Le Seigneur confie à Pierre le devoir à l’égard de ses frères à travers la promesse de sa prière. Le devoir de Pierre est ancré à la prière de Jésus. C’est ce qui lui donne la certitude de sa persévérance à travers toutes les misères humaines. Et le Seigneur lui confie cette fonction dans le contexte de la Cène, en relation avec le don de la Très Sainte Eucharistie. L’Eglise, fondée sur l’institution de l’Eucharistie, au plus profond d’elle-même, est une communauté eucharistique et ainsi, une communion dans le Corps du Seigneur. Le devoir de Pierre est de présider à cette communion universelle; de la maintenir présente dans le monde comme unité également visible, incarnée. Avec toute l’Eglise de Rome, il doit – comme le dit saint Ignace d’Antioche – présider à la charité: présider à la communauté de cet amour qui provient du Christ et dépasse toujours à nouveau les limites du privé pour apporter l’amour du Christ jusqu’aux extrémités de la terre.

La troisième référence au Primat se trouve dans l’Evangile de saint Jean (21, 15-19). Le Seigneur est ressuscité, et, en tant que Ressuscité, confie à Pierre son troupeau. Ici aussi s’entremêlent la Croix et la Résurrection. Jésus prédit à Pierre que son chemin conduira à la Croix.
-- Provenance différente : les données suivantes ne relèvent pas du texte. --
PR #342, opened 2019-01-08
Use google-specific authenticator for gcrane ls

jonjohnsonjr:
This cuts down on invocations of gcloud, which results in a dramatic
speedup for `gcrane ls -r`.

### DIFF
--- a/pkg/gcrane/list.go
+++ b/pkg/gcrane/list.go
@@ -18,7 +18,6 @@ import (
 	"fmt"
 	"log"
 
-	"github.com/google/go-containerregistry/pkg/authn"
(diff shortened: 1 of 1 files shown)


jonjohnsonjr:
```
$ time gcrane ls -r gcr.io/google-containers > /dev/null

real	8m3.650s
user	1m56.845s
sys	0m51.236s

$ git checkout google-auth-for-listing 
Switched to branch 'google-auth-for-listing'

$ go install

$ time gcrane ls -r gcr.io/google-containers > /dev/null

real	1m42.613s
user	0m5.002s
sys	0m3.850s
```

Much faster 😄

Dans cette basilique, érigée sur la tombe de Pierre – une tombe de pauvres – nous voyons que le Seigneur, précisément ainsi, à travers la Croix, vainc toujours. Son pouvoir n’est pas un pouvoir selon les modalités de ce monde. C’est le pouvoir du bien – de la vérité et de l’amour, qui est plus fort que la mort. Oui, sa promesse est vraie: les pouvoirs de la mort, les portes de l’enfer ne tiendront pas contre l’Eglise qu’il a édifiée sur Pierre (cf. Mt 16, 18) et que, précisément de cette façon, Il continue d’édifier personnellement.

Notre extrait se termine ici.